Find and copy each line in the material below where the string "copies" occurs.

━━ SUPPLIED DATA ━━

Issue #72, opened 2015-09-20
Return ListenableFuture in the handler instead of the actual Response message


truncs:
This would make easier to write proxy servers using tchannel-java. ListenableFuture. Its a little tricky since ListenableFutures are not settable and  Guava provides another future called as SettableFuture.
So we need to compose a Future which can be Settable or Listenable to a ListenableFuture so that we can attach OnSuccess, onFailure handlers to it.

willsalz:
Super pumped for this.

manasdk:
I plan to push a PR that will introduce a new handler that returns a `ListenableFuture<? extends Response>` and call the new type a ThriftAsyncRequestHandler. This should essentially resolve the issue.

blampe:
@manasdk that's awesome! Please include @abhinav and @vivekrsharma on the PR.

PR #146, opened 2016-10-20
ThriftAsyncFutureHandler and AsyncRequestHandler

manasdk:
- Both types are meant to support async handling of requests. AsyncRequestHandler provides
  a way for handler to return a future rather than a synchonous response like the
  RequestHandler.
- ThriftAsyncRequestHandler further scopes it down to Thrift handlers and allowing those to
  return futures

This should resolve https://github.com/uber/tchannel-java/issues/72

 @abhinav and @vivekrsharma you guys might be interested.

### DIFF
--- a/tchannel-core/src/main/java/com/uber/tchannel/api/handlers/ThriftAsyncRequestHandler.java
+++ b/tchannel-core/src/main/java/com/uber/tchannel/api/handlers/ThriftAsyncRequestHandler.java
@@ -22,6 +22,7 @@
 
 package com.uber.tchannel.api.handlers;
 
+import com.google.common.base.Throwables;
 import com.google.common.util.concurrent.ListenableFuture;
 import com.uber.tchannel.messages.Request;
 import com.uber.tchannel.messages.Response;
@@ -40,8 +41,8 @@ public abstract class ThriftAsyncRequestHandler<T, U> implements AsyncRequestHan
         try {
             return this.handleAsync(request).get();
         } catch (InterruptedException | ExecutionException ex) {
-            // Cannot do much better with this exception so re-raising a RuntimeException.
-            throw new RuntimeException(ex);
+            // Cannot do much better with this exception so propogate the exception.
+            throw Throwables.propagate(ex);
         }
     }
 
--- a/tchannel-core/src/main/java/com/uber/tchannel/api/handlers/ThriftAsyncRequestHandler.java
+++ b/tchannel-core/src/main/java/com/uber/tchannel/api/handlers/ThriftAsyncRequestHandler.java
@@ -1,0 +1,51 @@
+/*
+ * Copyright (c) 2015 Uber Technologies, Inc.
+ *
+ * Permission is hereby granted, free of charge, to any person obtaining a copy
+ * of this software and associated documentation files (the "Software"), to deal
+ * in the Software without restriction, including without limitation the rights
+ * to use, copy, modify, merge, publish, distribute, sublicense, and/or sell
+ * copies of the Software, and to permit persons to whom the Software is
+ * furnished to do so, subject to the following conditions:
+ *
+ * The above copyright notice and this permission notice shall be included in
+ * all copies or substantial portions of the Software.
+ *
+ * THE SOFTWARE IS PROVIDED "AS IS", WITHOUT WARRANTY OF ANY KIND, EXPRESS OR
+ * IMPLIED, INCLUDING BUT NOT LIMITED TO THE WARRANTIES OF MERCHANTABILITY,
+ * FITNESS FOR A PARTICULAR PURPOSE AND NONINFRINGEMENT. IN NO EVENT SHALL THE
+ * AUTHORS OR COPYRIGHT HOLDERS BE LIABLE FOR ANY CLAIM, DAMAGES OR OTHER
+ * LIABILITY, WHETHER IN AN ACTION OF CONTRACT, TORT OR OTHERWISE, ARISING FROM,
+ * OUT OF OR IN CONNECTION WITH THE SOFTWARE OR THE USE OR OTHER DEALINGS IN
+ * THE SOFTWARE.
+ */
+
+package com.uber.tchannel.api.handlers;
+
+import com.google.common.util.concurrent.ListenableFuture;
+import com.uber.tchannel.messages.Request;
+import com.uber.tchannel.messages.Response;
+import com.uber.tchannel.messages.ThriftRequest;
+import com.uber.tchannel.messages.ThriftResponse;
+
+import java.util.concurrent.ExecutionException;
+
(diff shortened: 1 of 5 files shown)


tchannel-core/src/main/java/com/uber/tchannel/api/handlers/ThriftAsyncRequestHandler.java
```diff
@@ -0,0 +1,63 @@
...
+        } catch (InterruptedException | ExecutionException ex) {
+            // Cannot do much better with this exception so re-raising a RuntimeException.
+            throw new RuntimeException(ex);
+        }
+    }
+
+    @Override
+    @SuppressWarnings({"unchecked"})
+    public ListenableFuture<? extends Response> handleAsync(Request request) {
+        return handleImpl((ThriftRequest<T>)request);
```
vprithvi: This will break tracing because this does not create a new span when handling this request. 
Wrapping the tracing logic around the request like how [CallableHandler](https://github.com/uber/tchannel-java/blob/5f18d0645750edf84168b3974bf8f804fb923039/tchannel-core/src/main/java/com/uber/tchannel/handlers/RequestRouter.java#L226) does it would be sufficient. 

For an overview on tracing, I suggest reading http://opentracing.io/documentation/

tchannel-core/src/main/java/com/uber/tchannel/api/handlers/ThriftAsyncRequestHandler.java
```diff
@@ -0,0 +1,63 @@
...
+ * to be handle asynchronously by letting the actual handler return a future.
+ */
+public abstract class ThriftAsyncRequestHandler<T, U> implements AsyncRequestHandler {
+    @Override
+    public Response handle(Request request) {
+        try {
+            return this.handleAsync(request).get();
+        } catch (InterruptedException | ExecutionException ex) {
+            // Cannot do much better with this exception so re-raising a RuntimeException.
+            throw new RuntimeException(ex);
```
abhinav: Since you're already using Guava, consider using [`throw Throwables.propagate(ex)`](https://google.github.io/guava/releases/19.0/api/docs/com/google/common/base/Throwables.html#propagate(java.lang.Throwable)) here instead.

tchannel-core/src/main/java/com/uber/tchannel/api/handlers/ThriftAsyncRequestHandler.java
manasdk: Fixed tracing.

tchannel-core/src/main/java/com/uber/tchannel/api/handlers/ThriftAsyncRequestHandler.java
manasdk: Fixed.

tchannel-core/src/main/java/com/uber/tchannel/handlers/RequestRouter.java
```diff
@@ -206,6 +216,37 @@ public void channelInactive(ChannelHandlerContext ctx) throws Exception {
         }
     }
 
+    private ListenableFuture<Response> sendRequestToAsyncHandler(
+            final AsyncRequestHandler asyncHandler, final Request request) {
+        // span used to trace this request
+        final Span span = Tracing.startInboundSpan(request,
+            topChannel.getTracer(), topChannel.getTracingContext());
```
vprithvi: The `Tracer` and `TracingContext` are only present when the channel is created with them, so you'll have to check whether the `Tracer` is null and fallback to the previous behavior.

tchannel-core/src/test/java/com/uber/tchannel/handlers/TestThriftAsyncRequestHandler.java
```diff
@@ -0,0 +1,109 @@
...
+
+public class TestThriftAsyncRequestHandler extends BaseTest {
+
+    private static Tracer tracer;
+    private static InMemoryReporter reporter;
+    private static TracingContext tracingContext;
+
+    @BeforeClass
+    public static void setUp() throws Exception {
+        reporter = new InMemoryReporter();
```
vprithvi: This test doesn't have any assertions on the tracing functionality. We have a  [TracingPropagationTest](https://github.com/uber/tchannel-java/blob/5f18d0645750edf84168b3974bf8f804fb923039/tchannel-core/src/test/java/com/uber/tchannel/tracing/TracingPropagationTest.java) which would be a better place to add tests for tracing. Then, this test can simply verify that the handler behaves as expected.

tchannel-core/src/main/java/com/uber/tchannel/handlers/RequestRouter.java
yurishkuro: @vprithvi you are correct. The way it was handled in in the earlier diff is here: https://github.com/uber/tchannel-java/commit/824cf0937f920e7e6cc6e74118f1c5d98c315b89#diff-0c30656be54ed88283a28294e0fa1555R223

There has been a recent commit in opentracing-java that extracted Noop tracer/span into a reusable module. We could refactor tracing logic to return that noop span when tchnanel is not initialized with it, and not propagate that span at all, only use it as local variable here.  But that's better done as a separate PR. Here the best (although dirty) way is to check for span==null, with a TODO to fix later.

━━━

* **TASK RESPONSE**
+ * copies of the Software, and to permit persons to whom the Software is
+ * all copies or substantial portions of the Software.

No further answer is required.